PR #486, opened 2016-06-22
Removing fill prop and adding icon-tiny family

ashenden:
* Removed `fill` attribute from SVGs.
* Added new Clipboard icon `icon-clipboard`
* Added new icon family `icon-tiny` for use in some specific UI components like breadcrumbs.


ashenden:
@jfurrow how do I figure out what failed above?

jfurrow:
@ashenden Our integration tests are failing currently. Don't worry about this right now.

PR #487, opened 2016-06-22
[3 of n: Icons] Introduce Icon component

jfurrow:
This is a simple component to make using icons as simple as possible (hopefully). The only thing that may be confusing is the `family` vs. `size` props. From @ashenden's "ICONS ICONS ICONS" email:
>Though our names imply size (e.g. "icon-small”) we think of them as a collection/family.  We could very well call these “icon-banana” or “icon-little-outline-style".  The name is only useful for letting us quickly relate the icons in this collection to each other.  It just so happens that those same names map nicely to the sizes we have in product.

For now we have only four families. If you need an icon larger than `meidum`, then use the `medium` family and whatever size you need.

What size/family do you think should be default? I've defaulted to `medium` but I'm not sure what's best.

### DIFF
--- a/src/js/components/Icon.js
+++ b/src/js/components/Icon.js
@@ -1,0 +1,60 @@
+import classNames from 'classnames';
+import React from 'react';
+
+import Util from '../utils/Util';
+
+class Icon extends React.Component {
+  render() {
+    let {props} = this;
+
+    let additionalProps = Util.omit(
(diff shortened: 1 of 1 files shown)


mesosphere-web:
Reviewer: @kennyt

jfurrow:
Integration tests passing locally:

PR #488, opened 2016-06-22
Add Health Checks to ServiceFormModal

MatApple:
### Note
- Has issues with preserving order of healthchecks. Altering the last healthcheck will re-render that healthcheck at the top. @kennyt is working on a fix for this.
- Haven't added required fields/client-side validation. cc/ @orlandohohmeier @pierlo-upitup. If it needs it, lets create a follow up PR for that.

### DIFF
--- a/npm-shrinkwrap.json
+++ b/npm-shrinkwrap.json
@@ -4985,9 +4985,9 @@
       "resolved": "https://registry.npmjs.org/react-transform-hmr/-/react-transform-hmr-1.0.4.tgz"
     },
     "reactjs-components": {
-      "version": "0.14.0-beta.29",
-      "from": "reactjs-components@0.14.0-beta.29",
-      "resolved": "https://registry.npmjs.org/reactjs-components/-/reactjs-components-0.14.0-beta.29.tgz"
+      "version": "0.14.0-beta.30",
+      "from": "reactjs-components@0.14.0-beta.30",
+      "resolved": "https://registry.npmjs.org/reactjs-components/-/reactjs-components-0.14.0-beta.30.tgz"
     },
     "reactjs-mixin": {
       "version": "0.0.2",
--- a/src/js/components/SchemaForm.js
+++ b/src/js/components/SchemaForm.js
@@ -107,7 +107,17 @@ class SchemaForm extends mixin(StoreMixin) {
       propID,
       newDefinition
     );
-    newDefinition.push(
+
+    let deleteButtonTop = Object.values(definition.itemShapes || {})
+      .some(function (itemShape) {
+        return itemShape.deleteButtonTop;
+      });
+    let arrayAction = 'push';
+
+    if (deleteButtonTop) {
+      arrayAction = 'unshift';
+    }
+    newDefinition[arrayAction](
       this.getRemoveRowButton(definition, prop, propID)
     );
 
--- a/src/js/components/ServiceForm.js
+++ b/src/js/components/ServiceForm.js
@@ -1,6 +1,7 @@
 import {Hooks} from 'PluginSDK';
 import React from 'react';
 
+import FormUtil from '../utils/FormUtil';
 import SchemaForm from './SchemaForm';
 import SchemaFormUtil from '../utils/SchemaFormUtil';
 import SchemaUtil from '../utils/SchemaUtil';
@@ -9,6 +10,10 @@ const METHODS_TO_BIND = [
   'handleFormChange',
   'validateForm'
 ];
+
+const FIELDS_TO_WATCH = {
+  healthChecks: ['protocol', 'portType']
+};
 
 class ServiceForm extends SchemaForm {
   constructor() {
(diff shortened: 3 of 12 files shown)


mesosphere-web:
Reviewer: @daiyiwhale

MatApple:
retest this please

src/js/utils/SchemaUtil.js
```diff
@@ -54,6 +54,10 @@ function schemaToFieldDefinition(fieldName, fieldProps, formParent, isRequired,
     definition.checked = value;
   }
 
+  if (fieldProps.fieldType === 'number') {
```
kennyt: nice. i was meaning to do this

src/js/schemas/service-schema/HealthChecks.js
```diff
@@ -0,0 +1,132 @@
...
+          .properties;
+
+        instanceDefinition.forEach(function (definition) {
+          let prop = definition.name;
+          if (FormUtil.isFieldInstanceOfProp('healthChecks', definition)) {
+            prop = FormUtil.getPropKey(definition.name);
+          }
+          if (properties[prop].shouldShow) {
+            definition.formElementClass = {
+              'hidden-form-element': !properties[prop].shouldShow(service)
```
kennyt: nice, this is an interesting way of doing it. i like it. one problem with this is that if you choose protocol HTTP, type in a path, then choose protocol COMMAND, the path value will still be there if you switch to JSON mode.

a solution to this could be to do cleanup of the unnecessary props when switching

npm-shrinkwrap.json
```diff
@@ -2521,6 +2521,633 @@
...
+          "from": "wrappy@1",
+          "resolved": "https://registry.npmjs.org/wrappy/-/wrappy-1.0.1.tgz"
+        },
+        "xtend": {
+          "version": "4.0.1",
+          "from": "xtend@^4.0.0",
+          "resolved": "https://registry.npmjs.org/xtend/-/xtend-4.0.1.tgz"
+        }
+      }
+    },
```
kennyt: should all of this be in here even though we're only bumping RJSC? maybe you can just manually change .29 to .30 and leave all of these out

src/js/schemas/service-schema/HealthChecks.js
MatApple: Yeah I chose this path because it had the least resistance. Since the compiled definition is passed around everywhere, it's nice to just mutate the props on it instead of slicing and splicing. I agree that we should have a cleanup in one of the Utils. I'll put up another PR for that.

kennyt: i agree, i like this implementation a lot better. just leaving a note for the extra props 👍

npm-shrinkwrap.json
MatApple: Yeah I need to clean this up.

src/js/components/SchemaForm.js
```diff
@@ -107,7 +107,17 @@ class SchemaForm extends mixin(StoreMixin) {
       propID,
       newDefinition
     );
-    newDefinition.push(
+
+    let deleteButtonTop = Object.values(definition.itemShapes || {})
```
kennyt: what if we put `deleteButtonTop` on the definition itself, rather than on one of it's itemShapes

src/js/schemas/service-schema/HealthChecks.js
MatApple: Thanks mate! 😃

src/js/components/ServiceForm.js
```diff
@@ -33,16 +38,39 @@ class ServiceForm extends SchemaForm {
     Hooks.doAction('serviceFormMount', this);
   }
 
-  handleFormChange() {
+  handleFormChange(model, eventObj) {
+    // Since the keys we're watching are of the
+    // form `prop[id].key`, extract the key
+    let propKey = FormUtil.getPropKey(eventObj.fieldName);
+
+    let shouldUpdateDefinition = Object.keys(model).some(function (changeKey) {
```
kennyt: before we do all of this, can we make sure that it's a change event? `handleFormChange` will handle all events atm like blur, focus, etc. we can do a check to make sure it's a change event to save us some performance

npm-shrinkwrap.json
MatApple: Done.

src/js/components/ServiceForm.js
MatApple: Good idea. Done.

src/js/components/SchemaForm.js
MatApple: I tried that but it seems to get stripped out or put on a different definition. Do you think this could have issues?

kennyt: nah, it's cool

MatApple:
@kennyt I decided to add the attribute pruning in this PR, so there is another commit after you gave your label.

src/js/utils/ServiceUtil.js
```diff
@@ -194,16 +213,35 @@ const ServiceUtil = {
...
       if (healthChecks != null && healthChecks.healthChecks != null) {
         definition.healthChecks = healthChecks.healthChecks
-          .map(function (healthCheck) {
-            if (healthCheck.portType == null) {
-              healthCheck.portType = 'PORT_INDEX';
+          .reduce(function (memo, healthCheck) {
+            // Only set defaults if user has changed a value in the form.
+            // I.e. user has intent to create a healthCheck.
+            let hasSetValue = Object.values(healthCheck).some(function (value) {
+              return value != null && value !== false;
```
MatApple: This covers default `null` values and any checkboxes set to `false`.

pierlo-upitup:
Do we need to doublecheck integration tests are passing after the last commit?

kennyt:
conflicts

src/js/utils/ServiceUtil.js
```diff
@@ -194,16 +213,35 @@ const ServiceUtil = {
...
+              }
+              if (healthCheck.protocol == null) {
+                healthCheck.protocol = 'HTTP';
+              }
             }
-            if (healthCheck.protocol == null) {
-              healthCheck.protocol = 'HTTP';
+            // Only include healthCheck if it contains values other
+            // than default values
+            if (!(Object.keys(healthCheck).length < 2
```
kennyt: can we use `hasSetValue` here instead? isn't that the same thing?

kennyt:
alright this looks good to me after my last comment

src/js/utils/ServiceUtil.js
MatApple: You're right, missed that. Done

kennyt:
tested it out and it works well!

rcorral:
@MatApple can you post an image of the integration tests?

rcorral:
@MatApple also...any idea why there's so many changes to the shrinkwrap file?

kennyt:
@rcorral there's only 3 line changes in shrinkwrap. it just hides the diff cause it's a huge file

rcorral:
Oh you're right. My brain is not with it today.

MatApple:
All but one test pass - same test fails on master though too.

Poltergeist:
The test was not failing on master. 

This is the ServiceVersions test on the branch `ph/fix/docker-volumes`
image

The problem seems to be that the `cmd` and `id` field are getting cleared on the general section in the version edit modal.

MatApple:
Thats super weird because I tested it against master and it failed. Maybe its the testing gods messing with us

PR #494, opened 2016-06-23
Refactor the task detail tab configuration

orlandohohmeier:
Use the route definition (`Route.prototype.children`) instead of configuring a set of tabs that must match the corresponding route configurations. This prevents configuration errors and enables us to
reuse the task detail in more places (e.g. jobs)

### DIFF
--- a/src/js/pages/task-details/TaskDetail.js
+++ b/src/js/pages/task-details/TaskDetail.js
@@ -15,26 +15,6 @@ import TabsMixin from '../../mixins/TabsMixin';
 import TaskDirectoryStore from '../../stores/TaskDirectoryStore';
 import TaskStates from '../../constants/TaskStates';
 
-const SERVICES_TABS = {
-  'services-task-details-tab': 'Details',
-  'services-task-details-files': 'Files',
-  'services-task-details-logs': 'Logs',
-  'services-task-details-volumes': 'Volumes'
-};
-
-const NODES_TABS = {
-  'nodes-task-details-tab': 'Details',
-  'nodes-task-details-files': 'Files',
-  'nodes-task-details-logs': 'Logs',
-  'nodes-task-details-volumes': 'Volumes'
-};
-
-const VIRTUAL_NETWORKS_TABS = {
-  'virtual-networks-tab-detail-tasks-details-tab': 'Details',
-  'virtual-networks-tab-detail-tasks-details-files': 'Files',
-  'virtual-networks-tab-detail-tasks-details-logs': 'Logs'
-};
-
 const METHODS_TO_BIND = [
   'onTaskDirectoryStoreError',
   'onTaskDirectoryStoreSuccess'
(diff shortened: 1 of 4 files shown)


mesosphere-web:
Reviewer: @pierlo-upitup

src/js/pages/task-details/TaskDetail.js
```diff
@@ -67,14 +47,26 @@ class TaskDetail extends mixin(InternalStorageMixin, TabsMixin, StoreMixin) {
...
   componentWillMount() {
     super.componentWillMount(...arguments);
-    this.tabs_tabs = Object.assign({}, SERVICES_TABS);
-    if (this.props.params.nodeID != null) {
-      this.tabs_tabs = Object.assign({}, NODES_TABS);
-    }
-    if (this.props.params.overlayName != null) {
-      this.tabs_tabs = Object.assign({}, VIRTUAL_NETWORKS_TABS);
+
+    let routes = this.context.router.getCurrentRoutes();
```
aldipower: Could we use the functional approach? Better to read and understand imho.

```JavaScript
let taskDetailRoute = routes.find(route => route.handler === TaskDetail);

if (taskDetailRoute != null) {
  this.tabs_tabs = taskDetailRoute.children.reduce(
    ...
  );
  ...
}
```

orlandohohmeier: Yeah, good idea!

src/js/routes/factories/network.js
```diff
@@ -111,7 +111,8 @@ let RouteFactory = {
                 parentCrumb: 'virtual-networks-tab-detail-tasks-detail',
                 getCrumbs: function () { return []; }
               }
-            }
+            },
+            title: 'Details'
```
pierlo-upitup: I'm not opposing this, however it really feels like we're overloading our route configuration objects.

aldipower: Thought the same..

aldipower: The title is actually 'content'. That doesn't belong into a definition imo. But just my 2€¢.

pierlo-upitup: Yeah, maybe we should derive the title from a constant object that maps the route name to the tab's title. Just a thought.

orlandohohmeier: Problem with that is, that we end with various place, which one has to update only to add a new tab. Thats very error prone.

pierlo-upitup: That is also true.

orlandohohmeier:
Let me note that I'm thinking about moving the "dynamic" tab configuration into the tabs mixing. What do you think? Is it worth it, or should we just move forward with this one for now?

aldipower:
Ah ok, imo it's worth to do it. :)

pierlo-upitup:
@orlandohohmeier in principle it's a good idea, but I vote for postponing the mixin change for now.

orlandohohmeier:
Ok, I'll create an issue and add a todo so that we don't lose track.

src/js/pages/task-details/TaskDetail.js
orlandohohmeier: ✔️  Done

pierlo-upitup:
All tests passing locally, minus some unrelated test already fixed in another PR.

PR #2074, opened 2017-04-05
feat(DCOS-14986): i18n poc implementation.

weblancaster:
This PR is a poc implementation of i18n where two libs were explored (React-intl and i18next).

React-intl was chosen for the following reasons, support all acceptance criteria defined in `DCOS-14986`,
has been proven internally and externally at Yahoo, community support, follows React-like pattern where components are used instead imperative way (calling functions),
Good documentation/API/source code and lastly follows the ECMA standards for i18n. Unfortunately both contain only one main contributor which ins't ideal but since Yahoo has a better open source history (e.g YUI) make it "safer" to use.

We also have other team members (@jfurrow) familiar with React-intl which makes it faster to adopt.

This PR also include the documentation guide to get started on how to add new translations (files or key/values) and a couple of other points where to find more information about the React-Intl.

Steps to test:
`npm i react-intl` then `npm start` when the build is ready you can check the `dashboard` page `panels heading` and `view all` buttons

**before**
before

**after**
after

**Checklist**


weblancaster:
retest this please

src/js/translations/en-US.json
```diff
@@ -0,0 +1,10 @@
+{
+  "DASHBOARD.VIEW_ALL": "View all {servicesCount} Services",
```
MatApple: Let's think about how we could handle the pluralization. i.e. 1 Service or X Services

weblancaster: @MatApple the lib also support plural but in this case it's Services one or many based on the UI and the code we had in place so I only "replicated" using the localization.

That being said though I have seen two ways to do that so far. One is to use the
[string formatting](https://github.com/yahoo/react-intl/wiki/Components#string-formatting-components) and the other is by composing `FormattedMessage` component with `FormattedPlural` where we would add another key/value in value object.

package.json
```diff
@@ -54,6 +54,7 @@
     "react-addons-test-utils": "0.14.7",
     "react-dom": "0.14.7",
     "react-gemini-scrollbar": "2.1.0",
+    "react-intl": "2.2.3",
```
rcorral: When adding dependencies, please run `npm run shrinkwrap`

weblancaster: @rcorral it's addressed.

src/js/translations/en-US.json
```diff
@@ -0,0 +1,10 @@
+{
```
rcorral: @weblancaster can you amend our Contributing guidelines to add something around using the `FormattedMessage` component for any piece of copy?

Please include the naming scheme for IDs.

weblancaster: @rcorral not sure if there is anything I can add because the [documentation](https://github.com/yahoo/react-intl/wiki/Components#string-formatting-components) in the React-intl repo is pretty clear.

Now about the IDs scheme I was going to start another PR for it since this one is only the code for the first experimental work.

weblancaster: When this is merged I'm going to add a PR suggestion to`CONTRIBUTING` where will explain how to add i18n IDs.

rcorral: Let's add it all in this PR. I think it belongs together.
If you want to do it in a different PR then I think we should have it in a feature branch. Once we all agree on it we can merge everything into master.

Feel free to point to the React-intl repo as it's not going to be obvious for people.

weblancaster: Ok cool, so I will do in this one.

weblancaster: It's addressed @rcorral

jfurrow:
Nice work @weblancaster!

nLight:
We're off to a good start here! LGTM 💯 ✨ 
Sorry it took me too long to look into it.

PR #2080, opened 2017-04-07
[System Tests]: Re-trying teardown

wavesoft:
Retry 3 times when tearing down services group, since some times
the operation with the cluster times out.

**Checklist**

### DIFF
--- a/system-tests/services/_scripts/teardown
+++ b/system-tests/services/_scripts/teardown
@@ -1,4 +1,11 @@
 #!/bin/bash
 
-# Remove the service group for the test
-dcos marathon group remove --force /$TEST_UUID
+# Retry 3 times to remove the service (for an unknown reason this operation
+# times out some times)
+for I in {1..3}; do
+  dcos marathon group remove --force /$TEST_UUID
+  [ $? -eq 0 ] && exit 0
+done
+
+# Fail
+exit 1


Poltergeist:
I don't like the approach, but I guess there is nothing we can do about it right?

mlunoe:
Can we get some confidence how robust this is?

mlunoe:
Like run it 10 times in a row and see if it fails at any point in time to see whether we need to increase the number?
And I agree this is not ideal. Is there a reason why this command fails?

wavesoft:
Actually i couldn't pinpoint the reason 😞 I just get a "response timeout" from the cluster.
Honestly, I couldn't reproduce this myself. I think @orlandohohmeier and @Poltergeist saw it quite some times.

mlunoe:
Sad panda... Hmm... Could you investigate some time @Poltergeist?

Poltergeist:
I did not had the problem of tear down, I had the problem with docker. And latency to the cluster. But not with tearing down the group. @wavesoft @mlunoe

mlunoe:
🤔 Ok, @wavesoft or @orlandohohmeier could elaborate a bit more on the error?

wavesoft:
To be honest I never saw this error occurring again. It seemed like a docker issue because when somebody restarts the docker agent this goes away...

wavesoft:
Actually, I am going to close this issue until somebody complains about it again...

PR #2082, opened 2017-04-07
test(DCOS-14457): Integration test for header components

weblancaster:
This PR (DCOS-14457) adds integration test for header components where breadcrumb, header tab are included.

AC:
* When there are more than 3 breadcrumb items:
-Breadcrumbs should collapse so that only the last two breadcrumb items are visible
-An ellipsis should take place of all breadcrumbs except the last two
-Hovering the ellipsis should render a tooltip that displays the path that is hidden
-The Services icon should route back to the services overview

- When the viewport is narrow, the breadcrumbs should truncate and not overflow their container
- When the viewport is narrow, the page header actions should always be visible
- When a page header's tab is active, its activity indicator should be flush with the bottom of the page header.

**Checklist**

### DIFF
--- a/tests/components/Header-cy.js
+++ b/tests/components/Header-cy.js
@@ -55,7 +55,6 @@ describe('Header Component', function () {
         if ( firstItem.classList.value.indexOf('breadcrumb--is-ellipsis') !== -1
         && beforeLastItem.classList.value.indexOf('breadcrumb--is-ellipsis') !== -1
         && lastItem.classList.value.indexOf('breadcrumb--is-ellipsis') !== -1) {
-          console.log('called');
           isValid = false;
         }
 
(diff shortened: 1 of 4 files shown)


weblancaster:
retest this please

weblancaster:
retest this please

Poltergeist:
run integration tests

tests/components/Header-cy.js
```diff
@@ -0,0 +1,131 @@
+describe('Header Component', function () {
```
jfurrow: Could we name this "Page Header Component" instead (and then rename the file to `PageHeader-cy`)? Just to be explicit about exactly which component we're testing.

jfurrow:
Nice tests! I have one minor comment but otherwise this looks great!

tests/components/Header-cy.js
weblancaster: It's addressed @jfurrow thanks for the review 👍

wavesoft:
Looks good, works great. Great tests @weblancaster !

PR #2083, opened 2017-04-07
fix(integration-test): Fix flaky integration test.

weblancaster:
This PR fixes a flaky integration test where in some cases was failing because the selector is returning multiple elements instead of one in which is causing the test to not being able to click.

**Checklist**


mlunoe:
Looks good man!

Poltergeist:
LGTM Let's 🚢  this.

PR #2091, opened 2017-04-12
DCOS-15137: Fix pods environment variables handling

nLight:
Turns out multi container environment variables field is `environment` and not `env` as it is for single container services. This PR addresses the issue by splitting reducers and adjusting review screen.

Bonus track: fixing reducers uncovered one more bug in: `plugins/services/src/js/components/modals/NewCreateServiceModal.js`
where we applied single container hooks for multi container reducers 😅

**Checklist**

### DIFF
--- a/plugins/services/src/js/components/modals/NewCreateServiceModal.js
+++ b/plugins/services/src/js/components/modals/NewCreateServiceModal.js
@@ -604,35 +604,46 @@ class NewCreateServiceModal extends Component {
         MultiContainerNetworkingFormSection
       ];
 
-      let jsonParserReducers = combineParsers(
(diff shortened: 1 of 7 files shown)


jfurrow:
This looks & works perfectly! Good catch! 🏆 🥇 🎉

mlunoe:
Awesome work dude! I the error message that marathon provides is not really very explanatory in that the keys needs to be uppercased. I'll submit a ticket with them to update it

orlandohohmeier:
@nLight please open a PR to back-port the fix to DC/OS UI 1.9

nLight:
@orlandohohmeier already did ;) https://github.com/dcos/dcos-ui/pull/2097

PR #2097, opened 2017-04-13
[release 1.9] DCOS-15137: Fix pods environment

nLight:
⚠️  It's a back port of the https://github.com/dcos/dcos-ui/pull/2091 ⚠️ 

Copy/paste

Turns out multi container environment variables field is `environment` and not `env` as it is for single container services. This PR addresses the issue by splitting reducers and adjusting review screen.

Bonus track: fixing reducers uncovered one more bug in: `plugins/services/src/js/components/modals/NewCreateServiceModal.js`
where we applied single container hooks for multi container reducers 😅


jfurrow:
Perfect!

PR #2102, opened 2017-04-13
fix(page header navigation): Fix page header navigation flex props

jfurrow:
This PR fixes a bug where the dropdown menu in the page header didn't fill its `flex` parent. It only applies to the dropdown within the `page-header-content-section` because of its `flex-direction`.

Before

After:


mlunoe:
Looks great dude!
════════
Task to complete -
Please print verbatim each line from the first line of the entries above to the line that contains "This is a simple", inclusive, and nothing more.

Task answer -
PR #486, opened 2016-06-22
Removing fill prop and adding icon-tiny family

ashenden:
* Removed `fill` attribute from SVGs.
* Added new Clipboard icon `icon-clipboard`
* Added new icon family `icon-tiny` for use in some specific UI components like breadcrumbs.


ashenden:
@jfurrow how do I figure out what failed above?

jfurrow:
@ashenden Our integration tests are failing currently. Don't worry about this right now.

PR #487, opened 2016-06-22
[3 of n: Icons] Introduce Icon component

jfurrow:
This is a simple component to make using icons as simple as possible (hopefully). The only thing that may be confusing is the `family` vs. `size` props. From @ashenden's "ICONS ICONS ICONS" email:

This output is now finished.